----- Task input -----

PR #5145, opened 2023-07-24
Allow BTM and RRM to be explicitly disabled on Arduino framework

### LINKED ISSUE #4725: Can't explicitly disable wifi BTM or RRM
### The problem

`enable_btm` and `enable_rrm` can only be set to `true` for ESP32 devices using the `esp-idf` framework, but setting these to `false` on an ESP8266 isn't valid, instead the settings have to be omitted.

2023.7.0

Home Assistant Add-on

_No response_

ESP8266

### Board

_No response_

Wifi

### Example YAML snippet

```yaml
---
substitutions:
  enable_btm: 'false'
  enable_rrm: 'false'

esphome:
  name: 'test'

esp8266:
  board: 'esp01_1m'

wifi:
  enable_btm: '${enable_btm}'
  enable_rrm: '${enable_rrm}'
```

```txt
Failed config

wifi: [source test.yaml:13]
  
  This feature is only available with frameworks ['esp-idf'].
  enable_btm: false
  
  This feature is only available with frameworks ['esp-idf'].
  enable_rrm: false
```

### Additional information

_No response_

joshuaspence:

Currently the following configuration fails when using the Arduino framework:

```yaml
---
substitutions:
  enable_btm: 'false'
  enable_rrm: 'false'

esphome:
  name: 'test'

esp8266:
  board: 'esp01_1m'

wifi:
  enable_btm: '${enable_btm}'
  enable_rrm: '${enable_rrm}'
```

The intention of the code is to only allow `enable_btm` and `enable_rrm` to be set to `true` when using ESP-IDF, but this isn't consistent with the actual behaviour of the code.

## Types of changes

- [ ] Other

**Related issue or feature (if applicable):** Fixes esphome/issues#4725.

## Test Environment

- [x] ESP32
- [x] ESP32 IDF
- [x] ESP8266
- [ ] RP2040

```yaml
---
substitutions:
  enable_btm: 'false'
  enable_rrm: 'false'

esphome:
  name: 'test'

esp8266:
  board: 'esp01_1m'

wifi:
  enable_btm: '${enable_btm}'
  enable_rrm: '${enable_rrm}'
```

## Checklist:

### DIFF
--- a/esphome/components/wifi/__init__.py
+++ b/esphome/components/wifi/__init__.py
@@ -78,6 +78,12 @@ def validate_channel(value):
     return value
 
 
+def validate_esp_idf_feature(value):
+    if value:
+        return cv.only_with_esp_idf(value)
+    return value
+
+
 AP_MANUAL_IP_SCHEMA = cv.Schema(
     {
         cv.Required(CONF_STATIC_IP): cv.ipv4,
@@ -280,10 +286,10 @@ CONFIG_SCHEMA = cv.All(
                 cv.decibel, cv.float_range(min=8.5, max=20.5)
             ),
             cv.SplitDefault(CONF_ENABLE_BTM, esp32_idf=False): cv.All(
-                cv.boolean, cv.only_with_esp_idf
+                cv.boolean, validate_esp_idf_feature
             ),
             cv.SplitDefault(CONF_ENABLE_RRM, esp32_idf=False): cv.All(
-                cv.boolean, cv.only_with_esp_idf
+                cv.boolean, validate_esp_idf_feature
             ),
             cv.Optional(CONF_PASSIVE_SCAN, default=False): cv.boolean,
             cv.Optional("enable_mdns"): cv.invalid(


jesserockz:
These config keys are invalid to be set to any value (including false) on anything other than esp32 using esp-idf.

There is no reason to even include them in a config for an esp8266, even to set to false as there is not code to enable or disable these features for esp8266, rp2040 or esp32 arduino

joshuaspence:
The reason I want to do things this way is that I use a package for configuring wifi and a separate package for configuring the platform. Allowing setting these fields to false means that I can set them to false from within my ESP32 package. Otherwise I would need to create separate packages for:

- ESP32 with wifi
- ESP32 without wifi (ethernet devices)
- ESP8266

Although not a huge inconvenience, I felt that the current implementation was likely not intentional/expected.

This is possibly related to https://github.com/esphome/feature-requests/issues/2163, although that issue is focussed on lists rather than dicts.

jesserockz:
I had a feeling you might say packages...haha

No, the current implementation is 100% intentional and is used is multiple places in the codebase to add config variables only for certain platforms.

joshuaspence:
Alright then, thanks for the explanation.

-----

**Work task:**
Retype the records exactly.

**Task answer:**
PR #5145, opened 2023-07-24
Allow BTM and RRM to be explicitly disabled on Arduino framework

### LINKED ISSUE #4725: Can't explicitly disable wifi BTM or RRM
### The problem

`enable_btm` and `enable_rrm` can only be set to `true` for ESP32 devices using the `esp-idf` framework, but setting these to `false` on an ESP8266 isn't valid, instead the settings have to be omitted.

2023.7.0

Home Assistant Add-on

_No response_

ESP8266

### Board

_No response_

Wifi

### Example YAML snippet

```yaml
---
substitutions:
  enable_btm: 'false'
  enable_rrm: 'false'

esphome:
  name: 'test'

esp8266:
  board: 'esp01_1m'

wifi:
  enable_btm: '${enable_btm}'
  enable_rrm: '${enable_rrm}'
```

```txt
Failed config

wifi: [source test.yaml:13]
  
  This feature is only available with frameworks ['esp-idf'].
  enable_btm: false
  
  This feature is only available with frameworks ['esp-idf'].
  enable_rrm: false
```

### Additional information

_No response_

joshuaspence:

Currently the following configuration fails when using the Arduino framework:

```yaml
---
substitutions:
  enable_btm: 'false'
  enable_rrm: 'false'

esphome:
  name: 'test'

esp8266:
  board: 'esp01_1m'

wifi:
  enable_btm: '${enable_btm}'
  enable_rrm: '${enable_rrm}'
```

The intention of the code is to only allow `enable_btm` and `enable_rrm` to be set to `true` when using ESP-IDF, but this isn't consistent with the actual behaviour of the code.

## Types of changes

- [ ] Other

**Related issue or feature (if applicable):** Fixes esphome/issues#4725.

## Test Environment

- [x] ESP32
- [x] ESP32 IDF
- [x] ESP8266
- [ ] RP2040

```yaml
---
substitutions:
  enable_btm: 'false'
  enable_rrm: 'false'

esphome:
  name: 'test'

esp8266:
  board: 'esp01_1m'

wifi:
  enable_btm: '${enable_btm}'
  enable_rrm: '${enable_rrm}'
```

## Checklist:

### DIFF
--- a/esphome/components/wifi/__init__.py
+++ b/esphome/components/wifi/__init__.py
@@ -78,6 +78,12 @@ def validate_channel(value):
     return value
 
 
+def validate_esp_idf_feature(value):
+    if value:
+        return cv.only_with_esp_idf(value)
+    return value
+
+
 AP_MANUAL_IP_SCHEMA = cv.Schema(
     {
         cv.Required(CONF_STATIC_IP): cv.ipv4,
@@ -280,10 +286,10 @@ CONFIG_SCHEMA = cv.All(
                 cv.decibel, cv.float_range(min=8.5, max=20.5)
             ),
             cv.SplitDefault(CONF_ENABLE_BTM, esp32_idf=False): cv.All(
-                cv.boolean, cv.only_with_esp_idf
+                cv.boolean, validate_esp_idf_feature
             ),
             cv.SplitDefault(CONF_ENABLE_RRM, esp32_idf=False): cv.All(
-                cv.boolean, cv.only_with_esp_idf
+                cv.boolean, validate_esp_idf_feature
             ),
             cv.Optional(CONF_PASSIVE_SCAN, default=False): cv.boolean,
             cv.Optional("enable_mdns"): cv.invalid(


jesserockz:
These config keys are invalid to be set to any value (including false) on anything other than esp32 using esp-idf.

There is no reason to even include them in a config for an esp8266, even to set to false as there is not code to enable or disable these features for esp8266, rp2040 or esp32 arduino

joshuaspence:
The reason I want to do things this way is that I use a package for configuring wifi and a separate package for configuring the platform. Allowing setting these fields to false means that I can set them to false from within my ESP32 package. Otherwise I would need to create separate packages for:

- ESP32 with wifi
- ESP32 without wifi (ethernet devices)
- ESP8266

Although not a huge inconvenience, I felt that the current implementation was likely not intentional/expected.

This is possibly related to https://github.com/esphome/feature-requests/issues/2163, although that issue is focussed on lists rather than dicts.

jesserockz:
I had a feeling you might say packages...haha

No, the current implementation is 100% intentional and is used is multiple places in the codebase to add config variables only for certain platforms.

joshuaspence:
Alright then, thanks for the explanation.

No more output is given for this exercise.